Sokun alleged the parents then led their children to a waiting car before returning to briefly watch while he, his wife and another vendor poured water on Srey Mom and Molita before taking them on their motorbikes to hospital.

Another market trader, who refused to be named, also recalled the whole family’s presence on the day but, when pressed for details, stopped speaking in Khmer and said in English: “Can’t speak, afraid”.

The perils of healing

When human skin is burned severely, the body shifts to what’s known as a catabolic state. Sensing an emergency, it expends as much energy as possible, explained Yong-June Kim, one of Srey Mom’s doctors.

After a few days, the tissue granulates, turning pink and bleeding. “This is a body trying to heal by making capillary vessels and connective tissues,” he said.

The problem, said Kim, is that without a skin barrier, proteins and nutrients leak out of the regenerating tissue, providing food for bacteria. In other words, as the body tries recover, it becomes more susceptible to deadly infections.

In most Western hospitals, burns patients are kept in sterile units to protect them, but in Cambodia, as Srey Mom’s surgeon Vanna explained: “We don’t have the resources.”

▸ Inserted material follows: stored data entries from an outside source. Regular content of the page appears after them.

PR #139, opened 2019-05-09
auto log send on crash

pzduniak:
requires https://github.com/keybase/client/pull/17460 which currently serves as a demo as it crashes the service after 5s

I didn't generate docs etc. but it's more of a proposal / starting point for a discussion rather than a full solution. I don't like how I had to do some of this stuff but there's really no other way to attribute log sends to usernames. I'm also curious why service runs with `-d` if serviceLogFile is passed. Is anyone using this?


pzduniak:
I might as well add it as a part of this ticket since it already has a keybase/client component.

pzduniak:
Added feedback msg support, wdyt?

malgorithms:
LGTM

pzduniak:
merge pending client review

PR #144, opened 2019-06-11
Add showLocal support, demo with a flip triggered by the bot

pzduniak:


pzduniak:
I think this one might be test-worthy? wdyt?

PR #148, opened 2019-06-17
docs: Add a readme section about test accounts

nathunsmitty:
Adds a section about how tests work and how to run them in the readme. Also fixes an eslint complaint and makes clear that the `alice` account needs two paperkeys.


README.md
```diff
@@ -44,9 +44,7 @@ bot
 
     const channel = {name: 'kbot,' + bot.myInfo().username, public: false, topicType: 'chat'}
     const message = {
-      body: `Hello kbot! This is ${bot.myInfo().username} saying hello from my device ${
```
nathunsmitty: These changes are from prettier, due to the fact that we increased the line width to 140 characters.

In Srey Mom’s case, her body was able to fight off infection enough to allow doctors to perform two skin grafts.

In two three-hour operations, healthy skin from her legs was sliced off, pressed to increase its size and placed on her back and under her arm where it bonded to the granulating tissue.

Beng Leakhena’s parents Nhe Deng and Seng Kim Leng say she’s in Vietnam. Eli Meixler

Vanny yesterday went into surgery to undergo the same procedure.

After starting at 8am, she was still in the operating theatre at press time last night.

Support and despair

After reading about Vanny’s case on Facebook, Sovannaroth visited the family to offer his support.

Before CASC rolled back the bulk of its services in January – citing the drop from 30 attacks in 2010 to five last year – it encouraged survivors to exchange phone numbers and support each other.

With acid attack victims facing intense stigma in Cambodia, survivors like 28-year-old Jariya Scott, doused 10 years ago in Phnom Penh, make it their duty to reach out to recent victims like Srey Mom.

“People think we are wrong, that we’ve done something wrong,” Scott said. “But I encourage Srey Mom – I tell her they’re stupid.”

Scott said Srey Mom worries for Molita, whose face will bear scars for the rest of her life.

Fearing another attack, the family has sent her to live with relatives. They also decided to leave the hospital after an unexplained visit from the suspect’s grandmother.

“I am really afraid the suspects will do the same thing to me,” Srey Mom said, beginning to cry. “I cannot be happy until they are caught.”

Although police have issued a warrant for Meas and Leakhena, who have reportedly fled to Vietnam, the couple are losing hope they’ll be arrested.

Meanwhile, the suspect’s parents, Deng and Kim Leng – who say they haven’t heard from their children and fear reprisals themselves – were detained overnight in December but released without charge.

“I really want revenge,” Srey Mom said. “But I could not use acid; I want revenge through the law.”

“I tell my daughter that I am fine, that I will take her for a walk when I recover. I don’t want her to feel hopeless, but behind my daughter I cry because I am not sure I can do it.

“I don’t know when I’ll recover and can again face the public.”